§ Assignment:
Find how many lines in the entries below carry the word "copy" and answer with only that figure.

Collected data
□ □ □

PR #7204, opened 2025-09-12
[AUTHZ] count(*)/count(1) should check sub nodes' privileges

LennonChin:
Spark Optimizer's ColumnPruning will replace `count(*)/count(1)` `Aggregate` plan's child to a `Project` node with empty projection list:

```scala
object ColumnPruning extends Rule[LogicalPlan] {
  def apply(plan: LogicalPlan): LogicalPlan = removeProjectBeforeFilter(
    plan.transformWithPruning(AlwaysProcess.fn, ruleId) {
    ...
    // Prunes the unused columns from child of Aggregate/Expand/Generate/ScriptTransformation
    case a @ Aggregate(_, _, child) if !child.outputSet.subsetOf(a.references) =>
      a.copy(child = prunedChild(child, a.references))
    ...
}
```

but AuthZ plugin's `PrivilegesBuilder.buildQuery` method will ignore to check child node when plan's `inputSet` is empty, in this scenario, `Aggregate` node's child plan's privileges are ignored, which cause `count(*)/ count(1)` will ignored all privileges that should be checked.

this patch add a holder node `ChildOutputHolder` when `Aggregate` node's `references` and it's child node's `outputSet` hava no intersection, it will hold the child node's `outputSet` used for build privilege objects, and `ChildOutputHolder` node will be eliminated after `RuleAuthorization` rule work completed.

updated old unit tests and added new unit tests.

No.

### DIFF
--- a/extensions/spark/kyuubi-spark-authz/src/main/scala/org/apache/kyuubi/plugin/spark/authz/PrivilegesBuilder.scala
+++ b/extensions/spark/kyuubi-spark-authz/src/main/scala/org/apache/kyuubi/plugin/spark/authz/PrivilegesBuilder.scala
@@ -107,8 +107,11 @@ object PrivilegesBuilder {
           //   1. `MapInPandas`, `ScriptTransformation`
           //   2. `Project` output only have constant value
           if (columnPrune(p.references.toSeq ++ p.output, p.inputSet).isEmpty) {
-            // If plan is project and output don't have relation to input, can ignore.
-            // If plan tree exists ChildOutputHolder, we should build child logic plan.
+            // 1. If plan is project and output don't have relation to input, can ignore.
+            // 2. If sub logic plan tree exists ChildOutputHolder node, it means that the output of
+            //    some nodes in the tree is fixed by RuleChildOutputMarker in some special
+            //    scenarios, such as the Aggregate(count(*)) child node. To avoid missing child node
+            //    permissions, we need to continue checking down.
             if (!p.isInstanceOf[Project] || existsChildOutputHolder) {
               buildQuery(
                 child,
--- a/extensions/spark/kyuubi-spark-authz/src/main/scala/org/apache/kyuubi/plugin/spark/authz/rule/plan/ChildOutputHolder.scala
+++ b/extensions/spark/kyuubi-spark-authz/src/main/scala/org/apache/kyuubi/plugin/spark/authz/rule/plan/ChildOutputHolder.scala
@@ -22,10 +22,10 @@ import org.apache.spark.sql.catalyst.plans.logical.{LogicalPlan, UnaryNode}
 
 import org.apache.kyuubi.plugin.spark.authz.util.WithInternalChild
 
-case class ChildOutputHolder(child: LogicalPlan, fixedOutput: Seq[Attribute])
+case class ChildOutputHolder(child: LogicalPlan, childOutput: Seq[Attribute])
   extends UnaryNode with WithInternalChild {
 
-  val output: Seq[Attribute] = fixedOutput
+  val output: Seq[Attribute] = childOutput
 
   override def withNewChildInternal(newChild: LogicalPlan): LogicalPlan = copy(child = newChild)
 }
--- a/extensions/spark/kyuubi-spark-authz/src/main/scala/org/apache/kyuubi/plugin/spark/authz/rule/RuleEliminateChildOutputHolder.scala
+++ b/extensions/spark/kyuubi-spark-authz/src/main/scala/org/apache/kyuubi/plugin/spark/authz/rule/RuleEliminateChildOutputHolder.scala
@@ -22,6 +22,9 @@ import org.apache.spark.sql.catalyst.rules.Rule
 
 import org.apache.kyuubi.plugin.spark.authz.rule.plan.ChildOutputHolder
 
+/**
+ * Transforming down [[ChildOutputHolder]]
+ */
 object RuleEliminateChildOutputHolder extends Rule[LogicalPlan] {
   override def apply(plan: LogicalPlan): LogicalPlan = {
     plan.transform {
--- a/extensions/spark/kyuubi-spark-authz/src/main/scala/org/apache/kyuubi/plugin/spark/authz/rule/plan/RuleChildOutputMarker.scala
+++ b/extensions/spark/kyuubi-spark-authz/src/main/scala/org/apache/kyuubi/plugin/spark/authz/rule/plan/RuleChildOutputMarker.scala
@@ -20,6 +20,13 @@ package org.apache.kyuubi.plugin.spark.authz.rule.plan
 import org.apache.spark.sql.catalyst.plans.logical.{Aggregate, LogicalPlan}
 import org.apache.spark.sql.catalyst.rules.Rule
 
+/**
+ * Rule to add [[ChildOutputHolder]] used to fixed logic plan's child node's output,
+ * now used for following cases:
+ *
+ *  1. Aggregate(count(*)/count(1)), it's child node will be pruned in Spark optimizer
+ *     rule [[org.apache.spark.sql.catalyst.optimizer.ColumnPruning]].
+ */
 object RuleChildOutputMarker extends Rule[LogicalPlan] {
   override def apply(plan: LogicalPlan): LogicalPlan = {
     plan.transform {


extensions/spark/kyuubi-spark-authz/src/main/scala/org/apache/kyuubi/plugin/spark/authz/rule/plan/ChildOutputHolder.scala
```diff
@@ -0,0 +1,31 @@
...
+ */
+
+package org.apache.kyuubi.plugin.spark.authz.rule.plan
+
+import org.apache.spark.sql.catalyst.expressions.Attribute
+import org.apache.spark.sql.catalyst.plans.logical.{LogicalPlan, UnaryNode}
+
+import org.apache.kyuubi.plugin.spark.authz.util.WithInternalChild
+
+case class ChildOutputHolder(child: LogicalPlan, fixedOutput: Seq[Attribute])
```
pan3793: let's add comments to explain why we need this.

`fixedOutput` is not a good name, it `fixed` what? maybe just call it `childOutput`

extensions/spark/kyuubi-spark-authz/src/main/scala/org/apache/kyuubi/plugin/spark/authz/PrivilegesBuilder.scala
```diff
@@ -100,13 +101,15 @@ object PrivilegesBuilder {
...
       case p =>
+        val existsChildOutputHolder = p.exists(_.isInstanceOf[ChildOutputHolder])
         for (child <- p.children) {
           // If current plan's references don't have relation to it's input, have two cases
           //   1. `MapInPandas`, `ScriptTransformation`
           //   2. `Project` output only have constant value
           if (columnPrune(p.references.toSeq ++ p.output, p.inputSet).isEmpty) {
             // If plan is project and output don't have relation to input, can ignore.
-            if (!p.isInstanceOf[Project]) {
+            // If plan tree exists ChildOutputHolder, we should build child logic plan.
```
pan3793: the variable name `existsChildOutputHolder` itself explains what it does, a good comment explains WHY, not WHAT.

extensions/spark/kyuubi-spark-authz/src/main/scala/org/apache/kyuubi/plugin/spark/authz/rule/plan/ChildOutputHolder.scala
```diff
@@ -0,0 +1,31 @@
...
+
+import org.apache.spark.sql.catalyst.expressions.Attribute
+import org.apache.spark.sql.catalyst.plans.logical.{LogicalPlan, UnaryNode}
+
+import org.apache.kyuubi.plugin.spark.authz.util.WithInternalChild
+
+case class ChildOutputHolder(child: LogicalPlan, childOutput: Seq[Attribute])
+  extends UnaryNode with WithInternalChild {
+
+  val output: Seq[Attribute] = childOutput
```
wForget, line 28: Why not just return `child.output`?

extensions/spark/kyuubi-spark-authz/src/main/scala/org/apache/kyuubi/plugin/spark/authz/PrivilegesBuilder.scala
```diff
@@ -100,13 +101,18 @@ object PrivilegesBuilder {
...
           //   2. `Project` output only have constant value
           if (columnPrune(p.references.toSeq ++ p.output, p.inputSet).isEmpty) {
-            // If plan is project and output don't have relation to input, can ignore.
-            if (!p.isInstanceOf[Project]) {
+            // 1. If plan is project and output don't have relation to input, can ignore.
+            // 2. If sub logic plan tree exists ChildOutputHolder node, it means that the output of
+            //    some nodes in the tree is fixed by RuleChildOutputMarker in some special
+            //    scenarios, such as the Aggregate(count(*)) child node. To avoid missing child node
+            //    permissions, we need to continue checking down.
+            if (!p.isInstanceOf[Project] || existsChildOutputHolder) {
```
wForget, line 115: Does this affect children that are not `ChildOutputHolder` ?

extensions/spark/kyuubi-spark-authz/src/main/scala/org/apache/kyuubi/plugin/spark/authz/rule/plan/ChildOutputHolder.scala
LennonChin: > Why not just return `child.output`?

Suppose now we have a table like:

```sql
CREATE TABLE IF NOT EXISTS default.test
(id int, scope int, part string)
PARTITIONED BY(part)
```

when we query like `select count(*) from (select id from default.test where part = 'part-1') t`, the original plan is following:

```
GlobalLimit 21
+- LocalLimit 21
   +- Project [cast(count(1)#10L as string) AS count(1)#13]
      +- Aggregate [count(1) AS count(1)#10L]
         +- Project [id#7]
            +- Filter (part#9 = part-1)
               +- HiveTableRelation [`default`.`test`, org.apache.hadoop.hive.serde2.lazy.LazySimpleSerDe, Data Cols: [id#7, scope#8], Partition Cols: [part#9]] 
```

because the `references` of `Aggregate [count(1) AS count(1)#21L]` is empty, `ColumnPruning` will add a `Project` with empty projection list onto `Project [id#49]` and `CollapseProject` will collapsing this empty `Project` node:

```
=== Applying Rule org.apache.spark.sql.catalyst.optimizer.ColumnPruning ===
 GlobalLimit 21                                                                                                                                                     GlobalLimit 21
 +- LocalLimit 21                                                                                                                                                   +- LocalLimit 21
    +- Project [cast(count(1)#10L as string) AS count(1)#13]                                                                                                           +- Project [cast(count(1)#10L as string) AS count(1)#13]
       +- Aggregate [count(1) AS count(1)#10L]                                                                                                                            +- Aggregate [count(1) AS count(1)#10L]
!         +- Project [id#7]                                                                                                                                                  +- Project
!            +- Filter (part#9 = part-1)                                                                                                                                        +- Project
!               +- HiveTableRelation [`default`.`test`, org.apache.hadoop.hive.serde2.lazy.LazySimpleSerDe, Data Cols: [id#7, scope#8], Partition Cols: [part#9]]                  +- Filter (part#9 = part-1)
!                                                                                                                                                                                     +- HiveTableRelation [`default`.`test`, org.apache.hadoop.hive.serde2.lazy.LazySimpleSerDe, Data Cols: [id#7, scope#8], Partition Cols: [part#9]]

=== Applying Rule org.apache.spark.sql.catalyst.optimizer.CollapseProject ===
 GlobalLimit 21                                                                                                                                                        GlobalLimit 21
 +- LocalLimit 21                                                                                                                                                      +- LocalLimit 21
!   +- Project [cast(count(1)#10L as string) AS count(1)#13]                                                                                                              +- Aggregate [cast(count(1) as string) AS count(1)#13]
!      +- Aggregate [count(1) AS count(1)#10L]                                                                                                                               +- Project
!         +- Project                                                                                                                                                            +- Filter (part#9 = part-1)
!            +- Project                                                                                                                                                            +- HiveTableRelation [`default`.`test`, org.apache.hadoop.hive.serde2.lazy.LazySimpleSerDe, Data Cols: [id#7, scope#8], Partition Cols: [part#9]]
!               +- Filter (part#9 = part-1)                                                                                                                            
!                  +- HiveTableRelation [`default`.`test`, org.apache.hadoop.hive.serde2.lazy.LazySimpleSerDe, Data Cols: [id#7, scope#8], Partition Cols: [part#9]]   
```

the plan tree will be modified as following result:

```
GlobalLimit 21
+- LocalLimit 21
   +- Aggregate [cast(count(1) as string) AS count(1)#13]
      +- Project
         +- Filter (part#9 = part-1)
            +- HiveTableRelation [`default`.`test`, org.apache.hadoop.hive.serde2.lazy.LazySimpleSerDe, Data Cols: [id#7, scope#8], Partition Cols: [part#9]]
```

in `PrivilegeBuilder.buildQuery`, follwing code will skip `Aggregate [count(1) AS count(1)#21L]` because it's `p.references.toSeq ++ p.output` is empty, so all child nodes' privileges in the tree will be ignored:

```scala
if (columnPrune(p.references.toSeq ++ p.output, p.inputSet).isEmpty) {
  // If plan is project and output don't have relation to input, can ignore.
  if (!p.isInstanceOf[Project]) {
   ...
  }
}
```

if we add a `ChildOutputHolder`, the plan tree checked by `PrivilegeBuilder.buildQuery` will be:

```scala
Aggregate [cast(count(1) as string) AS count(1)#13]
+- Project
   +- ChildOutputHolder [id#7]
      +- Project [id#7]
         +- Filter (part#9 = part-1)
            +- HiveTableRelation [`default`.`test`, org.apache.hadoop.hive.serde2.lazy.LazySimpleSerDe, Data Cols: [id#7, scope#8], Partition Cols: [part#9]]
```

`ChildOutputHolder [id#7]` fixed the output of sub node `Project [id#7]` and because plan tree exists `ChildOutputHolder` node, follwing code will continue check sub nodes' privileges:

```scala
case p =>
   val existsChildOutputHolder = p.exists(_.isInstanceOf[ChildOutputHolder])
   for (child <- p.children) {
      if (columnPrune(p.references.toSeq ++ p.output, p.inputSet).isEmpty) {
      // 1. If plan is project and output don't have relation to input, can ignore.
      // 2. If sub logic plan tree exists ChildOutputHolder node, it means that the output of
      //    some nodes in the tree is fixed by RuleChildOutputMarker in some special
      //    scenarios, such as the Aggregate(count(*)) child node. To avoid missing child node
      //    permissions, we need to continue checking down.
      if (!p.isInstanceOf[Project] || existsChildOutputHolder) {
         buildQuery(
            child,
            privilegeObjects,
            p.inputSet.map(_.toAttribute).toSeq,
            Nil,
            spark)
      }
      } else {
      ...
      }
   }
```

Why does `ChildOutputHolder` need to hold the output of the `Aggregate` node's original child node? if we just return `child.output` in `ChildOutputHolder` like this:

```scala
case class ChildOutputHolder(child: LogicalPlan)
  extends UnaryNode with WithInternalChild {

  val output: Seq[Attribute] = child.output

  override def withNewChildInternal(newChild: LogicalPlan): LogicalPlan = copy(child = newChild)
}
```

after `ColumnPruning` and `CollapseProject` conversion, `ChildOutputHolder`'s child will be a `Project` with empty projection list, `ChildOutputHolder`'s input and output are empty, we lost original output of `Aggregate`'s child node `Project [id#7]`, therefore we will lost the privilege checking of `id` column:

```
=== Applying Rule org.apache.spark.sql.catalyst.optimizer.ColumnPruning ===
 GlobalLimit 21                                                                                                                                                        GlobalLimit 21
 +- LocalLimit 21                                                                                                                                                      +- LocalLimit 21
    +- Project [cast(count(1)#10L as string) AS count(1)#13]                                                                                                              +- Project [cast(count(1)#10L as string) AS count(1)#13]
       +- Aggregate [count(1) AS count(1)#10L]                                                                                                                               +- Aggregate [count(1) AS count(1)#10L]
!         +- ChildOutputHolder                                                                                                                                                  +- Project
!            +- Project [id#7]                                                                                                                                                     +- ChildOutputHolder
!               +- Filter (part#9 = part-1)                                                                                                                                           +- Project
!                  +- HiveTableRelation [`default`.`test`, org.apache.hadoop.hive.serde2.lazy.LazySimpleSerDe, Data Cols: [id#7, scope#8], Partition Cols: [part#9]]                     +- Project
!                                                                                                                                                                                           +- Filter (part#9 = part-1)
!                                                                                                                                                                                              +- HiveTableRelation [`default`.`test`, org.apache.hadoop.hive.serde2.lazy.LazySimpleSerDe, Data Cols: [id#7, scope#8], Partition Cols: [part#9]]

=== Applying Rule org.apache.spark.sql.catalyst.optimizer.CollapseProject ===
 GlobalLimit 21                                                                                                                                                              GlobalLimit 21
 +- LocalLimit 21                                                                                                                                                            +- LocalLimit 21
!   +- Project [cast(count(1)#10L as string) AS count(1)#13]                                                                                                                    +- Aggregate [cast(count(1) as string) AS count(1)#13]
!      +- Aggregate [count(1) AS count(1)#10L]                                                                                                                                     +- Project
!         +- Project                                                                                                                                                                  +- ChildOutputHolder
!            +- ChildOutputHolder                                                                                                                                                        +- Project
!               +- Project                                                                                                                                                                  +- Filter (part#9 = part-1)
!                  +- Project                                                                                                                                                                  +- HiveTableRelation [`default`.`test`, org.apache.hadoop.hive.serde2.lazy.LazySimpleSerDe, Data Cols: [id#7, scope#8], Partition Cols: [part#9]]
!                     +- Filter (part#9 = part-1)                                                                                                                            
!                        +- HiveTableRelation [`default`.`test`, org.apache.hadoop.hive.serde2.lazy.LazySimpleSerDe, Data Cols: [id#7, scope#8], Partition Cols: [part#9]]   
```

At the same time, a `ChildOutputHolder` node that fixes the original child node output can prevent `ColumnPruning` from continuously adding empty `Project` nodes, these empty `Project` nodes will eliminate some original nodes that may carry useful outputs.

extensions/spark/kyuubi-spark-authz/src/main/scala/org/apache/kyuubi/plugin/spark/authz/PrivilegesBuilder.scala
LennonChin: > Does this affect children that are not `ChildOutputHolder` ?

This check is to allow `PrivilegeBuilder.buildQuery` method continue drill down to the child nodes of the `ChildOutputHolder` node. Without this check, the `PrivilegeBuilder.buildQuery` method will terminate before hitting `ChildOutputHolder`. Since the outputs held by `ChildOutputHolder` are all useful, combined with `columnPrune` method, I think other child nodes will not be affected.

extensions/spark/kyuubi-spark-authz/src/main/scala/org/apache/kyuubi/plugin/spark/authz/rule/plan/ChildOutputHolder.scala
wForget: Thank you for the detailed explanation, that makes a lot of sense.

extensions/spark/kyuubi-spark-authz/src/main/scala/org/apache/kyuubi/plugin/spark/authz/PrivilegesBuilder.scala
wForget: This logic is in `for (child <- p.children) {`, which will be applied to all children of `p`. Do we need it for children  of `p` that are not `ChildOutputHolder`?

LennonChin: > This logic is in `for (child <- p.children) {`, which will be applied to all children of `p`. Do we need it for children of `p` that are not `ChildOutputHolder`?

Normally, recursive checking of deeper nodes is necessary, but the presence of an `Aggregate(count(*))` node is an exception, as it blocks recursion. In current case, `ChildOutputHolder` is only added when encountered `Aggregate(count(*))` node. When a `ChildOutputHolder` node exists in the plan tree, it indicates that nodes deeper than `ChildOutputHolder` holds useful output information, we need to continue checking deeper nodes. At the same time, when recursing to the node deeper than `ChildOutputHolder`, we regress to normal judgment logic. Therefore, I think the judgment here is reasonable.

□ □ □

§ Exercise solution:
3